MATERIAL PROVIDED ::

::::::

PR #177, opened 2026-07-31
Allow learning rate to adapt in penalty methods

willGraham01:
Builds on top of #175 by allowing the user to specify how the learning rate of the inner `stochastic_gradient_descent` solve in the penalty and augmented Lagrangian methods evolves with the penalty terms themselves.

Additionally:

- Unified the max/min problems from being two functions into a single function with a keyword-argument to choose which you want to conduct. Default is `min` for both.
- Exposed the solvers at module level.
- Named the solver methods after their actual names (`penalty_method`, `augmented_lagrangian`) rather than just using `minimise` and relying on imports from the specific sub-modules.

TBH We might want to also expose `stochastic_gradient_descent`'s keyword-arguments to both methods too.


mscroggs (approved):

mscroggs:
| TBH We might want to also expose stochastic_gradient_descent's keyword-arguments to both methods too.

I've opened #179 for this. Could leave it as a good first issue for onboarding a future developer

::::::

EXERCISE REQUIREMENTS ::
Lines from the one containing "Builds on top" through the last line of the listing are to be restated word for word; no other line may appear.

OUTPUT ::
Builds on top of #175 by allowing the user to specify how the learning rate of the inner `stochastic_gradient_descent` solve in the penalty and augmented Lagrangian methods evolves with the penalty terms themselves.

Additionally:

- Unified the max/min problems from being two functions into a single function with a keyword-argument to choose which you want to conduct. Default is `min` for both.
- Exposed the solvers at module level.
- Named the solver methods after their actual names (`penalty_method`, `augmented_lagrangian`) rather than just using `minimise` and relying on imports from the specific sub-modules.

TBH We might want to also expose `stochastic_gradient_descent`'s keyword-arguments to both methods too.


mscroggs (approved):

mscroggs:
| TBH We might want to also expose stochastic_gradient_descent's keyword-arguments to both methods too.

I've opened #179 for this. Could leave it as a good first issue for onboarding a future developer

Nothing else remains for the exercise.